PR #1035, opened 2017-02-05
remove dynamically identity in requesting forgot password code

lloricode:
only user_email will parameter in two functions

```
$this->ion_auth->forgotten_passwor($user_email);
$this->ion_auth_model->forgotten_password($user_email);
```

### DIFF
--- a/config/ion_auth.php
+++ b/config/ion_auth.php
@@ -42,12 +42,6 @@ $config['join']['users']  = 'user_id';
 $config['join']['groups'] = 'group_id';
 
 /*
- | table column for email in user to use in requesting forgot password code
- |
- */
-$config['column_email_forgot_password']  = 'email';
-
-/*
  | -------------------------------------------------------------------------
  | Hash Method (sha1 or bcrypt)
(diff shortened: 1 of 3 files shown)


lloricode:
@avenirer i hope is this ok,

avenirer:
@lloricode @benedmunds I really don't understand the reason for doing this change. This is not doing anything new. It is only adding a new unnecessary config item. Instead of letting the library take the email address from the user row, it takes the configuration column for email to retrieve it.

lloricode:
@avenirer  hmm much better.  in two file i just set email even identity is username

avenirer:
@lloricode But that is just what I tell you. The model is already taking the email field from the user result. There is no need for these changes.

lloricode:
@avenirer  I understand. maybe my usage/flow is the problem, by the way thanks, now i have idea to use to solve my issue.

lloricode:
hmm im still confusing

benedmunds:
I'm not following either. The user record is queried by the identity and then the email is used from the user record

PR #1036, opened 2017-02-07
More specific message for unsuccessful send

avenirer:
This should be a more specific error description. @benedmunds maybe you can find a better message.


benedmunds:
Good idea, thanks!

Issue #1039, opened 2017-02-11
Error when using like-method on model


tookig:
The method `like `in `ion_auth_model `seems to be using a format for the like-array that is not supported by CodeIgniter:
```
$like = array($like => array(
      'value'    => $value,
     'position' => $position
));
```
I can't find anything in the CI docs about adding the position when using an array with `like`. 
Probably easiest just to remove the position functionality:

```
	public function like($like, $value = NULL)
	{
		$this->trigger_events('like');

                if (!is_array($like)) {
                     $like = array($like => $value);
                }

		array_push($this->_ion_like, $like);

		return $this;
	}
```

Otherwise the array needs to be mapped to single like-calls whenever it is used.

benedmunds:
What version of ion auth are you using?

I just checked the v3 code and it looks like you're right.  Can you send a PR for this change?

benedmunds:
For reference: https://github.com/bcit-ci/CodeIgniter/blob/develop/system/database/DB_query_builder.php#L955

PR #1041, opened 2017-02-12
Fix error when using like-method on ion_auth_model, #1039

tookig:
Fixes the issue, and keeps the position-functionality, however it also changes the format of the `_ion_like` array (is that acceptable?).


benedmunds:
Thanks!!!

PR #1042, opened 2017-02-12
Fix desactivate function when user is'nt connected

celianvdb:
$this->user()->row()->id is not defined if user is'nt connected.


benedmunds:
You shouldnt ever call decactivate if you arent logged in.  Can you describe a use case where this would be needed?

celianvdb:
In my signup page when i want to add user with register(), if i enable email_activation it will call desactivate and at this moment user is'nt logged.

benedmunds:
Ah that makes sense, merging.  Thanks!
□ □ □ □ □ □ □
## Brief
The answer must consist of each line in the entries above that includes "maybe".

## Task solution
@avenirer  I understand. maybe my usage/flow is the problem, by the way thanks, now i have idea to use to solve my issue.
This should be a more specific error description. @benedmunds maybe you can find a better message.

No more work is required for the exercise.